Some of the most dynamic hotel projects in the country include some form of residential, Sherwin said. 

“Without these residential units, most hotel projects today would have difficulty being financed,” he said. “This is the way new hotels will be built in the future, and how they can remain fresh and modern in the years ahead. This trend has taken hold and there is no turning back.”

Following the eligibility requirements, four resort hotels would qualify for the interpretation, two in Newport Center and two in the airport area.

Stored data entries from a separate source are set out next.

Issue #2239, opened 2024-01-03
Support different classes for different controls


vanillajonathan:
### Is your feature request related to a problem? Please describe.

I cannot use the Bootstrap classes with the Vanilla renderer because the Vanilla renderer only lets you set one class for all `input` control types.

In Bootstrap the inputs should have the `form-control` class but for checkboxes it should be `form-check-input` instead.

### Describe the solution you'd like

A way to configure different CSS classes for different input types.
https://github.com/eclipsesource/jsonforms/blob/master/packages/vue-vanilla/src/styles/defaultStyles.ts

Perhaps:
```javascript
  control: {
    root: 'control',
    wrapper: 'wrapper',
    label: 'label',
    description: 'description',
    input: 'input',
    error: 'error',
    textarea: 'text-area',
    select: 'select',
    option: 'option',
  },
```

could be:
```javascript
  control: {
    root: 'control',
    wrapper: 'wrapper',
    label: 'label',
    description: 'description',
    input: {
      color: 'form-control form-control-color',
      checkbox: 'form-input-check',
      radio: 'form-input-check',
      default: 'form-control'
    },
    error: 'error',
    textarea: 'text-area',
    select: 'select',
    option: 'option',
  },
```

### Describe alternatives you've considered

Fork the Vanilla renderer.

### Framework

Vue 3

### RendererSet

Vanilla

sdirix:
Hi @vanillajonathan, Thanks for the suggestion. This definitely makes sense to me.

I'm wondering about the approach, whether we should split per property as suggested, i.e.

```
  control: {
    root: 'control',
    wrapper: 'wrapper',
    label: 'label',
    description: 'description',
    input: {
      color: 'form-control form-control-color',
      checkbox: 'form-input-check',
      radio: 'form-input-check',
      default: 'form-control'
    },
    error: 'error',
    textarea: 'text-area',
    select: 'select',
    option: 'option',
  },
```

or split at the root level, i.e.

```
  control: {
    checkbox: {
      root: 'control',
      wrapper: 'wrapper',
      label: 'label',
      description: 'description',
      error: 'error',
      input: 'input'
    },
    text: {
      root: 'control',
      wrapper: 'wrapper',
      label: 'label',
      description: 'description',
      error: 'error',
      input: 'input'
    },
  },
```

davewwww:
Hi,

is there anything i can to do here? i can't see a problem here?

[...]

PR #2292, opened 2024-02-22
Radio Group Renderer for Vue Vanilla (WIP)

davewwww:
Hi,

this is a proposal for the radio group renderer, both enum and oneOf, when format=radio.

As I am also working on the [Cell Renderer Set](https://github.com/eclipsesource/jsonforms/pull/2279) I wondered whether this renderer is actually more of a cell instead of renderer

Furthermore, the question of `Styles` naming, as is currently being discussed here: [Support different classes for different controls](https://github.com/eclipsesource/jsonforms/issues/2239#top)
Is `radioGroup` a child of control or a new type at root level?

What do you think?


lucas-koehler (changes requested):
Hi @davewwww , thanks for the contribution :heart: 
Sorry for the late review, we must have overlooked this PR :sweat_smile: 

I think the `RadioGroupControl.vue` could definitely be a cell. However, I would not do this in this PR but rather contribute this PR first and then potentially refactor it in the cell PR.

Could you add some unit tests for the renderers, please? We aim to have at least basic coverage for all renderers.

Regarding the css classes. Congruent with https://github.com/eclipsesource/jsonforms/issues/2239#issuecomment-1938910293, I think the new radio group properties should be added in a new child object of `control`. E.g.:

```ts
export const defaultStyles: Styles = {
  control: {
    root: 'control',
    wrapper: 'wrapper',
    label: 'label',
    description: 'description',
    input: 'input',
    radioGroup: {
       group: 'radio-group'
       item: 'radio-group-item',
       itemLabel: 'radio-group-item-label',
    }
   // [...]
  }
}

```

lucas-koehler:
Thanks again for the contribution :heart: I close this now as it did not have any activity in over a year. Feel free to open another PR if this is still relevant.
Contributions are always highly appreciated :rocket:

There are currently 22 hotels in the city, of which 10 would qualify as a resort hotel. Of those, just one is located in the coastal zone, but outside the CCC appeal jurisdiction area, and three hotels are located outside the coastal zone. Therefore, this interpretation would apply to the following four resort hotel properties in the city: Renaissance Newport Beach at 4500 MacArthur Blvd.; Fashion Island Hotel at 690 Newport Center Dr.; Hyatt Regency John Wayne Airport at 4545 MacArthur Blvd.; and Newport Beach Marriot at 900 Newport Center Dr.     

It’s unlikely the four hotels included in the determination will provide affordable housing at all, Klobe said.

“But they will pay a hefty in-lieu fee to the city for the right to build luxury condos or apartments,” he added.

When/if these projects would come forward, they might propose affordable housing or they might not, said Deputy Community Development Director Jim Campbell. Through the development agreement process, they would negotiate what they could contribute to the in-lieu funds that the city could use to create affordable housing elsewhere in the city.

They still have the opportunity to add this to the draft housing element document before its approved early next year, Campbell said.